Predictive Modeling and Data Science are two terms one would only expect to find in academic papers and debates. However, they are currently the buzzwords of the business world as large corporations and businesses use these tools to make economic predictions, based on which they make informed decisions.
A great example of how Data Science and Predictive Modelling can help a business make better decisions comes from Amazon. They use these tools to predict financial performance, product demand, and the type of resources required, and the result is easy to see as Amazon continues to be one of the giants of the e-commerce industry.
But there are other examples that speak of the power of accurate data and well-designed analytics tools. Let’s take the Airbnb Aerosolve model designed to help listers choose the best rate for their rental. This system uses a wide range of factors collected from the field (seasonality, amenities, location, and more) and compiles the results using data analysis algorithms and machine learning technology.
Moreover, both these examples could end up having a lot more applications once the world opens up to the idea of predictive modeling and data analysis. In short, it is safe to say that the use of these technologies won’t die down in the future, but it’s important to understand their effects and implications.
Easy Access for All Businesses
The good news is that businesses can collaborate with a data science consulting service in order to get a predictive analysis of their practices and models. This opens the door to all types of businesses, of all sizes since it’s a lot cheaper to outsource the service than hire an entire team or purchase a BI platform.
As a result, we should notice an increase in data-informed decisions and more products that follow customers’ preferences. Moreover, highly scientific tools will be made into more user-friendly platforms, to increase access from all types of industries and walks of life.
Less Guess Work
Without access to proper data and analytics tools, everyone involved in the business process has to put their intuition to the test, at some point.
Let’s consider the departments of marketing and sales. In marketing, specialists must first identify their ideal customer persona and then seek ways to understand their wishes and desires. Once marketers think they have an idea of the type of products and services a customer might want, salespeople get to work and try to convince real people of the benefits of becoming customers.

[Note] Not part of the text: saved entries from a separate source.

PR #99, opened 2020-11-11
Add dry_run configuration parameter

asmorodskyi:
This will allow us to test new functionality without
fear to break something in real world. When this parameter
is True every API call to all public cloud providers is replaced
with log message

### DIFF
--- a/tests/conftest.py
+++ b/tests/conftest.py
@@ -1,0 +1,22 @@
+import pytest
+from webui.settings import ConfigFile
+import webui
+import tempfile
+import os
+
+
+def set_pcw_ini(filename, add=''):
+    with open(filename, "w") as f:
+        f.write(add)
+
+
+@pytest.fixture(scope="session", autouse=True)
+def pcw_file():
+    tmpFile = tempfile.mkstemp()
+    webui.settings.CONFIG_FILE = tmpFile[1]
+    set_pcw_ini(tmpFile[1])
+    yield tmpFile[1]
+    os.remove(tmpFile[1])
+
+
+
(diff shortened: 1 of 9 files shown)


pdostal:
This looks very good!

tests/conftest.py
```diff
@@ -0,0 +1,22 @@
...
+    with open(filename, "w") as f:
+        f.write(add)
+
+
+@pytest.fixture(scope="session", autouse=True)
+def generalSetup():
+    tmpFile = tempfile.mkstemp()
+    webui.settings.CONFIG_FILE = tmpFile[1]
+    set_pcw_ini(tmpFile[1])
+    yield tmpFile[1]
```
cfconrad, line 17: not sure about that yield here, can you explain why not `return` or yield in a loop?

tests/conftest.py
```diff
@@ -0,0 +1,22 @@
...
+import tempfile
+
+
+def set_pcw_ini(filename, add=''):
+    with open(filename, "w") as f:
+        f.write(add)
+
+
+@pytest.fixture(scope="session", autouse=True)
+def generalSetup():
```
asmorodskyi, line 13:
```suggestion
def pcw_ini():
```

tests/conftest.py
```diff
@@ -0,0 +1,22 @@
...
+    tmpFile = tempfile.mkstemp()
+    webui.settings.CONFIG_FILE = tmpFile[1]
+    set_pcw_ini(tmpFile[1])
+    yield tmpFile[1]
+    # to make sure that we have clean file before next test
+    set_pcw_ini(tmpFile[1])
```
asmorodskyi, line 19: we don't need this

asmorodskyi: but we need to cleanup a file

cfconrad (approved):
LGTM

PR #102, opened 2020-11-17
configfile: move related logic into ConfigFile

asmorodskyi:


ocw/lib/cleanup.py
```diff
@@ -12,31 +12,30 @@
...
-                send_mail('{} on Cleanup in [{}]'.format(type(e).__name__, vault_namespace), traceback.format_exc())
+                logger.exception("[{}] Cleanup failed!".format(namespace))
+                send_mail('{} on Cleanup in [{}]'.format(type(e).__name__, namespace), traceback.format_exc())
 
 
 def list_clusters():
-    cfg = ConfigFile()
-    if cfg.has('clusters'):
-        for vault_namespace in cfg.getList(['clusters', 'namespaces'], ['']):
+    feature = 'clusters'
```
cfconrad, line 36: I don't see the reason to use a variable here. I think it makes it even less readable.

ocw/lib/emailnotify.py
```diff
@@ -33,28 +33,27 @@ def draw_instance_table(objects):
...
+    subject = ConfigFile().get('notify/subject', 'CSP left overs')
     body_prefix = "Message from {url}\n\n".format(url=build_absolute_uri())
     send_mail(subject, body_prefix + draw_instance_table(o))
 
     # Handle namespaces
     namespaces = list(dict.fromkeys([i.vault_namespace for i in o]))
     for namespace in namespaces:
-        cfg_path = ['notify.namespace.{}'.format(namespace), 'to']
-        if not cfg.has(cfg_path):
+        config_path = 'notify.namespace.{}/to'.format(namespace)
```
cfconrad, line 53: Isn't this also a place for `PCWConfig.get_namespaces_for('notify')`?

cfconrad: hm ok, no it isn't. I thought the get_namespaces is something different.

webui/settings.py
```diff
@@ -165,62 +165,61 @@
...
         try:
-            self.get(name)
+            self.get(config_path)
             return True
         except Exception:
             pass
         return False
 
 
+class PCWConfig():
```
cfconrad, line 207: I think a method which actualy does this namespace lookup would be nice.

A wrapper for this:
```
type(default)(ConfigFile().get('{}/{}'.format(namespace_section, field),
        return type(e['default'])(cfg.get(
                                              ConfigFile().get('{}/{}'.format(section, field), default)))
```
So we have the same logic for all values where a namespace is involved.

ocw/lib/cleanup.py
asmorodskyi: ok

webui/settings.py
asmorodskyi: sorry didn't get you here . you pointing your comment to classname so I am not sure what method do you mean .

webui/settings.py
```diff
@@ -165,62 +165,61 @@
...
+
+    @staticmethod
+    def get_namespaces_for(feature: str, fallback_to_default=False):
```
asmorodskyi, line 210:
```suggestion
    def get_namespaces_for(feature: str):
```

webui/settings.py
cfconrad:
```
[cleanup]
max-images-per-flavor = 1
[cleanup.namespace.XXX]
max-images-per-flavor = 3
```

cfconrad: `PCWcfg.get(namespace, 'cleanup/max-images-per-flavor');`

asmorodskyi: I still see small contradiction here . from one side we speaking about aligning everything to logic which would look for value in this places and in this order : 
1. `{feature}.namespace.{namespace}/property`  ( e.g. `cleanup.namespace.kernel-qa/max-images-per-flavor` )
2. `{feature}/property` ( e.g. `cleanup/max-images-per-flavor` ) 
3. `default/property` ( e.g. `default/max-images-per-flavor` ) 

On other side we have current implementation of `cfgGet` in Provider class where instead of step 3 we looking into special dictionary within this method . and I don't know how would be better to merge this to approaches ? and do we want actually to require to have **any** value defined for step 3 or in some cases we can be fine to not get any value at all ?

cfconrad: Hm, I'm not sure about `3.`. I actually didn't had this on my mind. What if you have a name like `max-age` and then two features with this value... both getting the default from `default/max-age` ?
Can you point me to the case where we want this `default/*` ?

And yes, I would like to have **any** value with a specified default value, even if the default is `None`.

ocw/lib/emailnotify.py
```diff
@@ -65,26 +64,24 @@ def send_leftover_notification():
...
 def send_mail(subject, message, receiver_email=None):
-    cfg = ConfigFile()
-    if not cfg.has('notify'):
+    if not ConfigFile().has('notify'):
         return
 
-    smtp_server = cfg.get(['notify', 'smtp'])
-    port = cfg.get(['notify', 'smtp-port'], 25)
-    sender_email = cfg.get(['notify', 'from'])
+    smtp_server = ConfigFile().get('notify/smtp')
```
cfconrad, line 80:
```suggestion
    smtp_server = PCWConfig.get_feature_property('notify/smtp')
```
All these `get()` should be moved to `get_feature_property()`.

ocw/lib/emailnotify.py
```diff
@@ -33,28 +33,23 @@ def draw_instance_table(objects):
...
     send_mail(subject, body_prefix + draw_instance_table(o))
 
     # Handle namespaces
-    namespaces = list(dict.fromkeys([i.vault_namespace for i in o]))
-    for namespace in namespaces:
-        cfg_path = ['notify.namespace.{}'.format(namespace), 'to']
-        if not cfg.has(cfg_path):
-            continue
-        receiver_email = cfg.get(cfg_path)
+    for namespace in PCWConfig.get_namespaces_for('notify'):
```
asmorodskyi, line 51: @cfconrad  there is some change in the flow . WDYT ?

ocw/lib/emailnotify.py
```diff
@@ -65,26 +60,24 @@ def send_leftover_notification():
 
 
 def send_cluster_notification(namespace, clusters):
-    cfg = ConfigFile()
-    cfg_path = ['notify.cluster.namespace.{}'.format(namespace), 'to']
-    if not cfg.has('notify') or not cfg.has(cfg_path):
+    if not ConfigFile().has('notify'):
```
asmorodskyi, line 63: @cfconrad  also check this

ocw/lib/emailnotify.py
asmorodskyi: done

ocw/lib/emailnotify.py
cfconrad: The result looks similar to me.
The only thing which is missing is:
```
if not receiver_email:
   continue
```
or?

ocw/lib/emailnotify.py
cfconrad: fine for me. You could also  use:
```
 if not PCWConfig.get_feature_property('notify.cluster', 'to', namespace):
    return
```
wdyt?

ocw/lib/emailnotify.py
asmorodskyi: I would call this code duplication . `send_mail` have handling for `reciever_email=None`

ocw/lib/emailnotify.py
asmorodskyi: this would be change in the logic what we have here . No necessarily wrong but not "just code refactoring" anymore : 
1. currently in case you not define `[notify]` section in the config you will exit here 
2. in your version you would rely on totally different logic mixing several places in config file **and** also content of `default_values`  dictionary within a code 
for me current approach  **here** looks more straightforward , but I am open to discuss this . just wanted to make clear that it is not "same way just looks nicer "

ocw/lib/emailnotify.py
```diff
@@ -33,28 +33,22 @@ def draw_instance_table(objects):
...
 def send_leftover_notification():
-    cfg = ConfigFile()
-    if not cfg.has('notify'):
+    if not ConfigFile().has('notify'):
         return
     o = Instance.objects
-    o = o.filter(active=True,
-                 csp_info__icontains='openqa_created_by',
-                 age__gt=timedelta(hours=int(cfg.get(['notify', 'age-hours'], 12))))
+    o = o.filter(active=True, csp_info__icontains='openqa_created_by',
```
asmorodskyi, line 39: we need to move it inside namespaces loop

cfconrad (approved):
Well done! 
LGTM
didn't looked to tests.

Without access to data collected from the field, the activities mentioned above require a lot of guesswork even when performed by highly-trained specialists.
Given the high rate of success when using Data Science and Predictive Modeling in combination with other high-tech tools such as AI and ML, it would be easy to expect more out of the business world.
However, there are a few issues that can bring development and growth to a halt if not considered.
The term data and even Big Data is as general as they come. Moreover, the content of a data set is different from project to project and it’s difficult to perceive by the untrained human mind. Still, even if you’re not a Data Scientist, you should know that the results of predictive analysis are as accurate as the quality of the data used.
For instance, high-quality data needs to be consistent in its format and must reflect a real-world scenario in order to be usable.
Data quality can be influenced by the collection methods and the storage methods. Therefore, without proper data management solutions that allow the processing of humungous amounts of data from a wide range of collection channels, you can’t get useful results in the next steps of the analysis process.
In summary, data collection and processing is a practice that won’t go away anytime soon. However, users also need to understand that these tools aren’t magical and can’t work unless the proper procedures are followed.